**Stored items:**
Start of Block
Issue #307, opened 2021-05-04
summary sentence


m-abdurrehman:
Is there any way/support to have some sort of summary sentence? like

Showing 1 to 10 of 97 results
Showing 1 to 10 of 97 total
End of Block
**ASSIGNMENT:** Scan the records for the string "Showing". Copy each line in which it appears.

**WRITTEN REPLY:**
Showing 1 to 10 of 97 results
Showing 1 to 10 of 97 total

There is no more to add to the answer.